__PROBLEM REQUIREMENTS__
Repeat all the data that appears below, keeping it exact.

Saved entries

PR #1146, opened 2021-10-31
Base rust dev-containers directly off debian

eggyal:
The `debian-rust.sh` library script that is invoked while building the
rust image installs rustup & rustc—so there's no need to base off the
official Rust Docker image, as that's all it does too.


Chuxel:
Thanks for the consideration, but what benefit do end users get from making this switch?  

The slim image is going to will have different contents than default rust one which can break existing users, and any change comes with some amount of risk.  Also, likely the one to use is the mcr.microsoft.com/vscode/devcontainers/base where common are already installed which would help with layering.

eggyal:
I suppose the main benefit is circa 25% reduction in image size (which is pretty significant on a 2GiB image), but besides that it probably isn't all that important.

Although it did strike me somewhat strange that these VS Code images are installing Rust atop an image that already has Rust installed: when I noticed that I initially thought there might be two installations present, but it appears they both installed to the same locations (so the second overwrote they first).  The `$PATH` does end up including `$CARGO_HOME/bin` twice however, which leads to some peculiar (albeit by no means serious) behaviours.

__EXERCISE SOLUTION__
PR #1146, opened 2021-10-31
Base rust dev-containers directly off debian

eggyal:
The `debian-rust.sh` library script that is invoked while building the
rust image installs rustup & rustc—so there's no need to base off the
official Rust Docker image, as that's all it does too.


Chuxel:
Thanks for the consideration, but what benefit do end users get from making this switch?  

The slim image is going to will have different contents than default rust one which can break existing users, and any change comes with some amount of risk.  Also, likely the one to use is the mcr.microsoft.com/vscode/devcontainers/base where common are already installed which would help with layering.

eggyal:
I suppose the main benefit is circa 25% reduction in image size (which is pretty significant on a 2GiB image), but besides that it probably isn't all that important.

Although it did strike me somewhat strange that these VS Code images are installing Rust atop an image that already has Rust installed: when I noticed that I initially thought there might be two installations present, but it appears they both installed to the same locations (so the second overwrote they first).  The `$PATH` does end up including `$CARGO_HOME/bin` twice however, which leads to some peculiar (albeit by no means serious) behaviours.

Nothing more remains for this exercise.